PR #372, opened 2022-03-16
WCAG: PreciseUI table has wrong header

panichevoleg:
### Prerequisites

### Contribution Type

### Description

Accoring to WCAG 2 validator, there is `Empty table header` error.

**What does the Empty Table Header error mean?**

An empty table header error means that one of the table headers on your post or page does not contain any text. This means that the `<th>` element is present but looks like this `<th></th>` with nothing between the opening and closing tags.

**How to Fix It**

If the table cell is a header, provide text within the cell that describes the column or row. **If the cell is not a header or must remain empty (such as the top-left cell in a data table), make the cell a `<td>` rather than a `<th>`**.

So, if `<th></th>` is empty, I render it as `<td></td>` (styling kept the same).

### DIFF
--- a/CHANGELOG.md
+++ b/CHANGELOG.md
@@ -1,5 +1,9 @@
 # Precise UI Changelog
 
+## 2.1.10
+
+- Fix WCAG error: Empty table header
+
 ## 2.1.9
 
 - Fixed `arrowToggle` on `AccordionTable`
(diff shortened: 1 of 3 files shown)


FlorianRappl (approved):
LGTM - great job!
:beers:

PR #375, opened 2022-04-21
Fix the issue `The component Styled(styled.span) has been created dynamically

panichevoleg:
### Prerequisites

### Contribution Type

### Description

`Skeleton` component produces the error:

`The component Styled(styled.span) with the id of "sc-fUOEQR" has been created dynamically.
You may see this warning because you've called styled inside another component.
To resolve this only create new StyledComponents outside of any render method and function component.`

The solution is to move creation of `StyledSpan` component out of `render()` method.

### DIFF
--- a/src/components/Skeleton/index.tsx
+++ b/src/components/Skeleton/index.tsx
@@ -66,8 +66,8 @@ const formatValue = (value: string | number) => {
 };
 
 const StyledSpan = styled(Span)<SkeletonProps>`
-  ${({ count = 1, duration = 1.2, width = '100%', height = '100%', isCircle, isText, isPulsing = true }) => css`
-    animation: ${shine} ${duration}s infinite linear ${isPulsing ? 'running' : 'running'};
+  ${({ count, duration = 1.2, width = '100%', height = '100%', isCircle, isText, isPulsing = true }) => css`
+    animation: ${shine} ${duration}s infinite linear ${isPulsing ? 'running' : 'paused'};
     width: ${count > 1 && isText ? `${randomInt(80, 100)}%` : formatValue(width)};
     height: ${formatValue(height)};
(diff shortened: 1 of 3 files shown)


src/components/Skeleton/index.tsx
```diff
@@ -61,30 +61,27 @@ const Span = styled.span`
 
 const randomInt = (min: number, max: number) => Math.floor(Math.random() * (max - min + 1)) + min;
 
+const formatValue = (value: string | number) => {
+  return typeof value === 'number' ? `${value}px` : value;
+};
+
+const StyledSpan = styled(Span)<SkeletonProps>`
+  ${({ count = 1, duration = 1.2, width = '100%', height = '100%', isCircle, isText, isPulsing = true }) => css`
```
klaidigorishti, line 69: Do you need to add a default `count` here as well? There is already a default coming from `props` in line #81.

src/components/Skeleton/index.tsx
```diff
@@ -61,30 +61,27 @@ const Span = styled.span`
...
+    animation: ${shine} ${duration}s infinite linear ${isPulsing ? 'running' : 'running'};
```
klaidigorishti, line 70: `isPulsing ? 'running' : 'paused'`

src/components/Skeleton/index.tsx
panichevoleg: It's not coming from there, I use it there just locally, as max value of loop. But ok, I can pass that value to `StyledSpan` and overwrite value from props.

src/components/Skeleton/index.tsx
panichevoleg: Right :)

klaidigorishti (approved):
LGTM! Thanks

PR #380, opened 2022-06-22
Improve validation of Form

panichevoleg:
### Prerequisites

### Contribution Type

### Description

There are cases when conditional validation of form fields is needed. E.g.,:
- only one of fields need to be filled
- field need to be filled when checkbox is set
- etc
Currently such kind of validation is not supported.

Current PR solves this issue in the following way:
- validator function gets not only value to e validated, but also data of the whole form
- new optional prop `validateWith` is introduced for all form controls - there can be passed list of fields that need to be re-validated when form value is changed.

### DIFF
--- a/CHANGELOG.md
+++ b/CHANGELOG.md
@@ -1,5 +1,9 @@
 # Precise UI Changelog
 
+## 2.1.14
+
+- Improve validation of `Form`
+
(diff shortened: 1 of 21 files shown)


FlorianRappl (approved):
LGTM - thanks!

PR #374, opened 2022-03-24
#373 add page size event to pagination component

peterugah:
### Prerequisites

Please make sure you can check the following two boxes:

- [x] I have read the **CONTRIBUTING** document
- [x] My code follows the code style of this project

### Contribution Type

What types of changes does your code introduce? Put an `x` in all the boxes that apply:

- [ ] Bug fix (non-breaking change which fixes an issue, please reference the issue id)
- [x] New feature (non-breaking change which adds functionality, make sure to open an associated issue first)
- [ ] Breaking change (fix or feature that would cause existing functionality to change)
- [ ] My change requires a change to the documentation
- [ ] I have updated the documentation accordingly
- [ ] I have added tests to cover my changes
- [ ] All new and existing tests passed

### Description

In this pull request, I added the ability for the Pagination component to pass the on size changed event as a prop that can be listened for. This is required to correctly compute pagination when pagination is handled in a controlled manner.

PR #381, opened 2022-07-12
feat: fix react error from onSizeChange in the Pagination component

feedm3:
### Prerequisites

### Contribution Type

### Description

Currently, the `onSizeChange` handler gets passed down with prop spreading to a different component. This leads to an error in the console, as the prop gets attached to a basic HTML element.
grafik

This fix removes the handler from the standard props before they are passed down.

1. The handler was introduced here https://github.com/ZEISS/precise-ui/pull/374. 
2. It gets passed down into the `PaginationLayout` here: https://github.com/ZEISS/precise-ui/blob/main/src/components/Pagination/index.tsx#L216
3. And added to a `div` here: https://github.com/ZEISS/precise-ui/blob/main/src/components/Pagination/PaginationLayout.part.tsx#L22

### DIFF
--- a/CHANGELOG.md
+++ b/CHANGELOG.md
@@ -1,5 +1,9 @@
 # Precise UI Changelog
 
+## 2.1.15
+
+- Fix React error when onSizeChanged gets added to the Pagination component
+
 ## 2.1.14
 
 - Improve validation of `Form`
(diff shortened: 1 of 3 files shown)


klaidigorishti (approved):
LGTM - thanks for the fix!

◇ ◇ ◇ ◇

» Directions
Copy out, from the material above, each line in which the string "formatValue" is found.

» Reply
@@ -66,8 +66,8 @@ const formatValue = (value: string | number) => {
     width: ${count > 1 && isText ? `${randomInt(80, 100)}%` : formatValue(width)};
     height: ${formatValue(height)};
+const formatValue = (value: string | number) => {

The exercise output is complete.